If we know anything to be true, it’s that if there is something cool to be done, and the technology exists to achieve it, scientists have already devised a way to make it happen.

Previous studies have been done to interpret the internal signals of the brain into visual images, essentially reading the minds of participants. Individuals are shown images and their brain activity is recorded. Using machine learning algorithms, a computer program is able to recognize which areas of the brain correlate to which images. After a while, the brain activity present when shown an image is able to be interpreted into a reconstruction of that image.

This work is laying the foundation for translating brain activity into data that can be transmitted and interpreted elsewhere. This, however, amounts to a brain-to-computer interface. What we want is brain-to-brain.

This endeavor requires three parts: Interpretation of the brain signals of a sender, a transmission method, and interpretation of that data by a receiver. EEGs, utilized in the identification of mirror neurons above, serve the first purpose. By connecting electrodes to the surface of participants' heads, neural signals are able to be read and interpreted by a computer. Instead of looking at or imagining images, participants thought of words, and the associated brain activity was interpreted by a computer. The transmission method is easy enough; global internet is available to send data across vast distances almost instantaneously. All that’s left is a method by which to deliver that information into the mind of a receiver.

A research team including Alvaro Pascual-Leone, a neurologist at Beth Israel Deaconess Medical Center in Boston and professor at Harvard Medical School, crafted a way to make it work, at least a little.

Using EEG machines, the brain activity of the sender was recorded while they thought of a greeting, either the word “hola” or “ciao.” The brain data was then sent over the internet from India to France, roughly 5,000 miles away.
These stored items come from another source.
PR #2724, opened 2018-02-15
CAT-2598 Refactor FormulaEditorEditTextTest

AntiDog:
removed ugly stuff

### DIFF
--- a/catroid/src/androidTest/java/org/catrobat/catroid/uiespresso/formulaeditor/FormulaEditorEditTextGenericTests.java
+++ b/catroid/src/androidTest/java/org/catrobat/catroid/uiespresso/formulaeditor/FormulaEditorEditTextGenericTests.java
@@ -1,0 +1,136 @@
+/*
+ * Catroid: An on-device visual programming system for Android devices
+ * Copyright (C) 2010-2018 The Catrobat Team
+ * (<http://developer.catrobat.org/credits>)
+ *
+ * This program is free software: you can redistribute it and/or modify
+ * it under the terms of the GNU Affero General Public License as
+ * published by the Free Software Foundation, either version 3 of the
+ * License, or (at your option) any later version.
+ *
+ * An additional term exception under section 7 of the GNU Affero
+ * General Public License, version 3, is available at
+ * http://developer.catrobat.org/license_additional_term
+ *
+ * This program is distributed in the hope that it will be useful,
+ * but WITHOUT ANY WARRANTY; without even the implied warranty of
+ * MERCHANTABILITY or FITNESS FOR A PARTICULAR PURPOSE. See the
+ * GNU Affero General Public License for more details.
+ *
+ * You should have received a copy of the GNU Affero General Public License
+ * along with this program.  If not, see <http://www.gnu.org/licenses/>.
+ */
+
+package org.catrobat.catroid.uiespresso.formulaeditor;
+
+import android.support.annotation.StringRes;
+import android.view.View;
+
+import org.catrobat.catroid.R;
+import org.catrobat.catroid.content.Script;
+import org.catrobat.catroid.content.bricks.ChangeSizeByNBrick;
+import org.catrobat.catroid.ui.SpriteActivity;
+import org.catrobat.catroid.uiespresso.content.brick.utils.BrickTestUtils;
+import org.catrobat.catroid.uiespresso.testsuites.Cat;
+import org.catrobat.catroid.uiespresso.testsuites.Level;
+import org.catrobat.catroid.uiespresso.util.rules.BaseActivityInstrumentationRule;
+import org.hamcrest.Matcher;
+import org.junit.Before;
+import org.junit.Rule;
+import org.junit.Test;
+import org.junit.experimental.categories.Category;
+import org.junit.runner.RunWith;
+import org.junit.runners.Parameterized;
+import org.junit.runners.Parameterized.Parameter;
+
+import java.util.Arrays;
+
+import static android.support.test.espresso.Espresso.onView;
+import static android.support.test.espresso.action.ViewActions.click;
+import static android.support.test.espresso.matcher.ViewMatchers.withId;
+
+import static org.catrobat.catroid.uiespresso.formulaeditor.utils.FormulaEditorWrapper.Math.BRACKETCLOSE;
+import static org.catrobat.catroid.uiespresso.formulaeditor.utils.FormulaEditorWrapper.Math.BRACKETOPEN;
+import static org.catrobat.catroid.uiespresso.formulaeditor.utils.FormulaEditorWrapper.Math.DIVIDE;
+import static org.catrobat.catroid.uiespresso.formulaeditor.utils.FormulaEditorWrapper.Math.MINUS;
+import static org.catrobat.catroid.uiespresso.formulaeditor.utils.FormulaEditorWrapper.Math.MULT;
+import static org.catrobat.catroid.uiespresso.formulaeditor.utils.FormulaEditorWrapper.Math.PLUS;
+import static org.catrobat.catroid.uiespresso.formulaeditor.utils.FormulaEditorWrapper.NumPad.COMMA;
+import static org.catrobat.catroid.uiespresso.formulaeditor.utils.FormulaEditorWrapper.NumPad.NUM0;
+import static org.catrobat.catroid.uiespresso.formulaeditor.utils.FormulaEditorWrapper.NumPad.NUM1;
+import static org.catrobat.catroid.uiespresso.formulaeditor.utils.FormulaEditorWrapper.NumPad.NUM2;
+import static org.catrobat.catroid.uiespresso.formulaeditor.utils.FormulaEditorWrapper.NumPad.NUM3;
+import static org.catrobat.catroid.uiespresso.formulaeditor.utils.FormulaEditorWrapper.NumPad.NUM4;
+import static org.catrobat.catroid.uiespresso.formulaeditor.utils.FormulaEditorWrapper.NumPad.NUM5;
+import static org.catrobat.catroid.uiespresso.formulaeditor.utils.FormulaEditorWrapper.NumPad.NUM6;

The receiving participants did not hear the message as auditory stimuli in their brains. Instead, the data was delivered as pulses of light, which they were trained to interpret into words. All of the participants correctly interpreted the greetings.

This is, of course, a ways off from direct communication, hearing a voice inside your head as it’s spoken (or thought) by the person with whom you’re communicating, but it’s an important first step.

This research serves as a proof-of-concept that information can be delivered from one mind to another, even across large distances, and correctly interpreted, without the use of ordinary speech and hearing. This research has important implications for individuals incapable of standard speech, on top of it being immeasurably cool.

Given the adoption of wearable technology and the increasing ubiquity of our digital lives, it isn’t at all outside the realm of possibility that, before long, we’ll dispense with our keyboards and our telephones, and commence to speak directly and privately, mind to mind.

Every day brings us just a little bit closer to... the Twilight Zone.